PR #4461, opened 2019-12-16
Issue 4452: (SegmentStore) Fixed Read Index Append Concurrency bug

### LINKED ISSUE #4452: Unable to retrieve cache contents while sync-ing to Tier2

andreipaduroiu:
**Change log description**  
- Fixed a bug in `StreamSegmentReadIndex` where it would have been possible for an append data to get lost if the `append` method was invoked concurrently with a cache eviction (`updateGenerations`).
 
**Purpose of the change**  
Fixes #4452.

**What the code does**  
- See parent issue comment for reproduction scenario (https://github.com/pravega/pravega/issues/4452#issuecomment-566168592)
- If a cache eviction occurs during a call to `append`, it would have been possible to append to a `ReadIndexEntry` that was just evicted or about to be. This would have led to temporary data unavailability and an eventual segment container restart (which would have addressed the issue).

········

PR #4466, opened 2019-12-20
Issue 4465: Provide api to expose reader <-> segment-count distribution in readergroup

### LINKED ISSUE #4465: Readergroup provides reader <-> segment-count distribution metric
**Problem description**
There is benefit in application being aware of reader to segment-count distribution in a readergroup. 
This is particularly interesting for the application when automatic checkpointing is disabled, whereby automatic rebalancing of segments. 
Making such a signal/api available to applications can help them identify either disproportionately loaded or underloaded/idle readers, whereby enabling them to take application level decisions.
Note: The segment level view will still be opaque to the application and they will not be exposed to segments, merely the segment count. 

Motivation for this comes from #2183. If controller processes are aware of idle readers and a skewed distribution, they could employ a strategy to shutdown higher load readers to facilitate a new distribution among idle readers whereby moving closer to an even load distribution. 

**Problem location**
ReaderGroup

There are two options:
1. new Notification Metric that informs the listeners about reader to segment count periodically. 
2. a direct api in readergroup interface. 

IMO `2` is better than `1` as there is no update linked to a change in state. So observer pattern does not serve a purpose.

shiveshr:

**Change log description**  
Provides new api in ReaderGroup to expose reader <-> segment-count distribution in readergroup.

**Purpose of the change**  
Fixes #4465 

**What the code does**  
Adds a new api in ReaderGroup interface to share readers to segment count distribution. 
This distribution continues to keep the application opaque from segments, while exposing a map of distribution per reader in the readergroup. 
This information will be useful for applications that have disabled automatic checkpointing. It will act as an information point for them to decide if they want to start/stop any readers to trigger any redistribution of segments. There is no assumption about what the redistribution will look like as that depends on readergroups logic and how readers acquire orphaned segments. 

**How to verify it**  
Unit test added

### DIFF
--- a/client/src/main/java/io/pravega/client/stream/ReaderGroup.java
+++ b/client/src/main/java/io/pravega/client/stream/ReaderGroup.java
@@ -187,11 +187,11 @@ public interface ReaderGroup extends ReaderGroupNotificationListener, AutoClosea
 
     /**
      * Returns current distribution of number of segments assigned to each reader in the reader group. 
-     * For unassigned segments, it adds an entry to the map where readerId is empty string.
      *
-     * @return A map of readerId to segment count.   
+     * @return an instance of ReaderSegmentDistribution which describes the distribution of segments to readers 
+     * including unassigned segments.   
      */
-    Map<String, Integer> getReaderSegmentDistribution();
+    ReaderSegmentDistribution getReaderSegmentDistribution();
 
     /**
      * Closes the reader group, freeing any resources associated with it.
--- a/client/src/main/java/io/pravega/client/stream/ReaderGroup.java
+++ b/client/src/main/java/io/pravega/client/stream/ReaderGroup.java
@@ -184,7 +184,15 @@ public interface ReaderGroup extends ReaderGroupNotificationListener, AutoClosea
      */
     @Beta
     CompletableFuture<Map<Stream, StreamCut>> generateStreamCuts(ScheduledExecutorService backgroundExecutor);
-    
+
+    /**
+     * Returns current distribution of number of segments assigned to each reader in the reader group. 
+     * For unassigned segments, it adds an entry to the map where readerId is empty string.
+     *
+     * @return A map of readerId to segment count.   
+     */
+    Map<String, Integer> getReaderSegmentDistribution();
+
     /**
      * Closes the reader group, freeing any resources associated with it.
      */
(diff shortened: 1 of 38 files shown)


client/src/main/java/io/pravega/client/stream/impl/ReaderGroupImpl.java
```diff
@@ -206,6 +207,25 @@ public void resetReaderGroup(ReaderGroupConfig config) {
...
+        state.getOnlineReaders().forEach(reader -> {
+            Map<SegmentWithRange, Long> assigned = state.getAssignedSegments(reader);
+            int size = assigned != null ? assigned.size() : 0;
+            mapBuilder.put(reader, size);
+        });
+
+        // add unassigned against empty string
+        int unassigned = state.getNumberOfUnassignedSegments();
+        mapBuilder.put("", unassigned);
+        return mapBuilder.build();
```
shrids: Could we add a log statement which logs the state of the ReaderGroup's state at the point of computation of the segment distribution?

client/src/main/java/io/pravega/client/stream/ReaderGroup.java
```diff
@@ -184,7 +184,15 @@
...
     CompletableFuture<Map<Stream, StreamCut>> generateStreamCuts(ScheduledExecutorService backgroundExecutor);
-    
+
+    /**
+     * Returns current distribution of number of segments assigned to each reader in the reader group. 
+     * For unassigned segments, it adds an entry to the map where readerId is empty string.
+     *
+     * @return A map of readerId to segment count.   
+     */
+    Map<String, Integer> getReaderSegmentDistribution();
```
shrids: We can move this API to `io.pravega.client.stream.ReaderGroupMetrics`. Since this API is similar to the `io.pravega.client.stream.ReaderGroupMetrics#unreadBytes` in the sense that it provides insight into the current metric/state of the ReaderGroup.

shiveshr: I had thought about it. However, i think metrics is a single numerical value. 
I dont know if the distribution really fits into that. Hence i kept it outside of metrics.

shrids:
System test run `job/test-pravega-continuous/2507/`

········

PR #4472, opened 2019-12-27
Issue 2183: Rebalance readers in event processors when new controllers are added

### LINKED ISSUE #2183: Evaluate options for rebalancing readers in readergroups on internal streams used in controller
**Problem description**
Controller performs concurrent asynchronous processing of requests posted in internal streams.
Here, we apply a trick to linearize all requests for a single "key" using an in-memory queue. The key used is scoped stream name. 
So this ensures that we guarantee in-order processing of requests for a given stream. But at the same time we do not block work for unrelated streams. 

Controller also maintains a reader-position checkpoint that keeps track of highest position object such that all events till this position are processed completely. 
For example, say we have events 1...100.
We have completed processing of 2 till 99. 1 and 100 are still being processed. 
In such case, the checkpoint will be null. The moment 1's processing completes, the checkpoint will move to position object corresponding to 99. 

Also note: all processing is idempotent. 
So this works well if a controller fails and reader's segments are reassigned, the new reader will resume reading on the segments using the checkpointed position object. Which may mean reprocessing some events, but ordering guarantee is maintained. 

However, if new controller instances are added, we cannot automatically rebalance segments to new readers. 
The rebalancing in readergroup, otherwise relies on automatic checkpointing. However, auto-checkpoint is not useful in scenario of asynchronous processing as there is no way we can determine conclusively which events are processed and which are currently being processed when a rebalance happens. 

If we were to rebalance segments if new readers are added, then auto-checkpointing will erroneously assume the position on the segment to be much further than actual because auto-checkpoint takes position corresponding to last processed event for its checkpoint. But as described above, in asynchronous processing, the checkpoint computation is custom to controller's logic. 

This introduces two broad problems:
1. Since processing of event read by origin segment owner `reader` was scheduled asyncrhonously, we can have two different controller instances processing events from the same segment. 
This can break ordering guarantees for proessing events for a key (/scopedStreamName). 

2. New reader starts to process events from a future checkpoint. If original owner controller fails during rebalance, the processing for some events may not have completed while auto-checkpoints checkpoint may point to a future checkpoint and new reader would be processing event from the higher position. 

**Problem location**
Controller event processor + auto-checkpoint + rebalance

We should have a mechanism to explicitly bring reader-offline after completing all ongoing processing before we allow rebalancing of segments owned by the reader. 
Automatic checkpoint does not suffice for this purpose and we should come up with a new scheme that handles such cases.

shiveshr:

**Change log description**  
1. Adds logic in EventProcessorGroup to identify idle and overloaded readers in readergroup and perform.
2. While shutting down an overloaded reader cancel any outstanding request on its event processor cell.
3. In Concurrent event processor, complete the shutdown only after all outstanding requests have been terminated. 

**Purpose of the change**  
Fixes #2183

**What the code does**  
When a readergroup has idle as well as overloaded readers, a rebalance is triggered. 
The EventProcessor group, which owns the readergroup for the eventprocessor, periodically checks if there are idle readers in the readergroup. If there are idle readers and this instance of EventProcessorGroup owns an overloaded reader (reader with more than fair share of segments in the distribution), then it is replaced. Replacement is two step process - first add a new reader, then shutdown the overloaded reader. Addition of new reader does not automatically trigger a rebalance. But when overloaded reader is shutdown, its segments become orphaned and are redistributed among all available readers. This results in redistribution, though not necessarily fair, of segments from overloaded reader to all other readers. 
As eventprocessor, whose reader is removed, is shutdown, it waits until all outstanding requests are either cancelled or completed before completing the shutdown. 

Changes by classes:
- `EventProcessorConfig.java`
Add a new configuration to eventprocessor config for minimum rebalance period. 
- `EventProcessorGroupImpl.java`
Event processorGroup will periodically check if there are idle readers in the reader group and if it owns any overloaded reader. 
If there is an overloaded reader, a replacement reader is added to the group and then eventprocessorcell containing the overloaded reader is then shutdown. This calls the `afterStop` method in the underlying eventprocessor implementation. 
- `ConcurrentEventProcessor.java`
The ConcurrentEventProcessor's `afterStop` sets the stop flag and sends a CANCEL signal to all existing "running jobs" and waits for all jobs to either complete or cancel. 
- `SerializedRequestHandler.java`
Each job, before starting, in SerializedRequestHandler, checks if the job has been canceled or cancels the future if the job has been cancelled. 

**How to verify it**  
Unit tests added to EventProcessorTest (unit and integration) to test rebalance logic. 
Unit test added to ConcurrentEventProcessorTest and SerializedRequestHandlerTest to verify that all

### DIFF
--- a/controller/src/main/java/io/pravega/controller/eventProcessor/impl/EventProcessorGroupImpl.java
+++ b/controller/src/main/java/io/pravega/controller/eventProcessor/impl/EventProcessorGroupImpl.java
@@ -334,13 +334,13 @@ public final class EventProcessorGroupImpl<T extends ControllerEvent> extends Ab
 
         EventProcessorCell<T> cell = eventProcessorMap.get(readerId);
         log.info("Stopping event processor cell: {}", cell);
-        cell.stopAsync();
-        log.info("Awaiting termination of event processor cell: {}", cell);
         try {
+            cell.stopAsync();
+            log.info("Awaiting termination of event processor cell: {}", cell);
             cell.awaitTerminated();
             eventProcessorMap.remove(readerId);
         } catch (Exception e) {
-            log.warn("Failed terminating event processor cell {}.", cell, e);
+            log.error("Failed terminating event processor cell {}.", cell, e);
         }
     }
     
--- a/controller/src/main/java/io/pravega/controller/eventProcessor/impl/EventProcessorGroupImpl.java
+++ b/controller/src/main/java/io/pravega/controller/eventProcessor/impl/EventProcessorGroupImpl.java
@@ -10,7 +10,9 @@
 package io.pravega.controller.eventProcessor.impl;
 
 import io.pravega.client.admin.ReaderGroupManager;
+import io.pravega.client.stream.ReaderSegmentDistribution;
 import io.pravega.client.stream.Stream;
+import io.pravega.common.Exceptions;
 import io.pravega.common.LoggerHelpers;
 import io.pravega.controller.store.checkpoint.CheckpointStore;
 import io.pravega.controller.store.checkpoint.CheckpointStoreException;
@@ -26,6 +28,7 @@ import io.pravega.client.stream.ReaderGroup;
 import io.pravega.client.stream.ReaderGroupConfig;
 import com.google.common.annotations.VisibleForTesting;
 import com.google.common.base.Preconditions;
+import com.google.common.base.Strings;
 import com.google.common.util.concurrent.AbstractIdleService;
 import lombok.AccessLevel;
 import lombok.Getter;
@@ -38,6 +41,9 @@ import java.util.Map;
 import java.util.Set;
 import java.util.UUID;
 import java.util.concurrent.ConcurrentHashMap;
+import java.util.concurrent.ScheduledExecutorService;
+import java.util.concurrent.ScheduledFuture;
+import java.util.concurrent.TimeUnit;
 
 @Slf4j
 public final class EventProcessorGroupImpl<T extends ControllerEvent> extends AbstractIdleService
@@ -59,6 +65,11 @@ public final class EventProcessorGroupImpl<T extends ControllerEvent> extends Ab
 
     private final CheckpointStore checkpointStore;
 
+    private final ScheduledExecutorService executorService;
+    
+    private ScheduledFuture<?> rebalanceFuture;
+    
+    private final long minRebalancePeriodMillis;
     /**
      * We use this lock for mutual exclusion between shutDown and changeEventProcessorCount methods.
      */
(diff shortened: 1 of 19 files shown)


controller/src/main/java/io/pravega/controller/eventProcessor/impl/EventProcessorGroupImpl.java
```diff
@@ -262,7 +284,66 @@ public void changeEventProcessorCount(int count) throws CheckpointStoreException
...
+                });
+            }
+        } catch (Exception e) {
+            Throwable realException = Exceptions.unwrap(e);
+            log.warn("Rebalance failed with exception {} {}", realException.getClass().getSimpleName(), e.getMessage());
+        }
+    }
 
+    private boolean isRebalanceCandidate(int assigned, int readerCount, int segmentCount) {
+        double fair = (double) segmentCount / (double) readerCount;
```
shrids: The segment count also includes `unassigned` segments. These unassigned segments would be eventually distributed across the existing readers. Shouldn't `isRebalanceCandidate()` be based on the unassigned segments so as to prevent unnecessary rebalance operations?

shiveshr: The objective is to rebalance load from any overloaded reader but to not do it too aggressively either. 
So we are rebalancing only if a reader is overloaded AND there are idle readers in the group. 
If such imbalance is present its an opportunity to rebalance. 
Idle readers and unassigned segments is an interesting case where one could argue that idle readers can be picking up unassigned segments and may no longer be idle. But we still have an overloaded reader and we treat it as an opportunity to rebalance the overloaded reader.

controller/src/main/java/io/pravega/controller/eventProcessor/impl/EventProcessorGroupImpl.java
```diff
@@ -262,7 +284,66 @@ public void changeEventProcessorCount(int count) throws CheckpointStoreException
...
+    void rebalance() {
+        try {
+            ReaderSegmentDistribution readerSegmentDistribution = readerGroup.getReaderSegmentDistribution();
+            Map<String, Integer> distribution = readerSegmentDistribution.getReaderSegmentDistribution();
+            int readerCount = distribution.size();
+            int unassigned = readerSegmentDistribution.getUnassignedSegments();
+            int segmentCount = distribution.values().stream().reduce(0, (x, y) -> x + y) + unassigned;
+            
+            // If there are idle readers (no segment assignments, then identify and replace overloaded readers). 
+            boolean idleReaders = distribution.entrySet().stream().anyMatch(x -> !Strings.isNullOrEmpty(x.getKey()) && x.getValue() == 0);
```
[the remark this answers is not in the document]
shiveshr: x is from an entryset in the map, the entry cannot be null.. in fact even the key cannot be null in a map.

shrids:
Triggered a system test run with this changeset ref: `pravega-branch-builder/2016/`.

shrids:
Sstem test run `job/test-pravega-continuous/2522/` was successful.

········

TASK BRIEF: Could you transcribe the entries above word for word, from the line with "import io.pravega.client.stream.Stream;" down to the line with "import com.google.common.base.Preconditions;", keeping both?

EXERCISE OUTPUT:
 import io.pravega.client.stream.Stream;
+import io.pravega.common.Exceptions;
 import io.pravega.common.LoggerHelpers;
 import io.pravega.controller.store.checkpoint.CheckpointStore;
 import io.pravega.controller.store.checkpoint.CheckpointStoreException;
@@ -26,6 +28,7 @@ import io.pravega.client.stream.ReaderGroup;
 import io.pravega.client.stream.ReaderGroupConfig;
 import com.google.common.annotations.VisibleForTesting;
 import com.google.common.base.Preconditions;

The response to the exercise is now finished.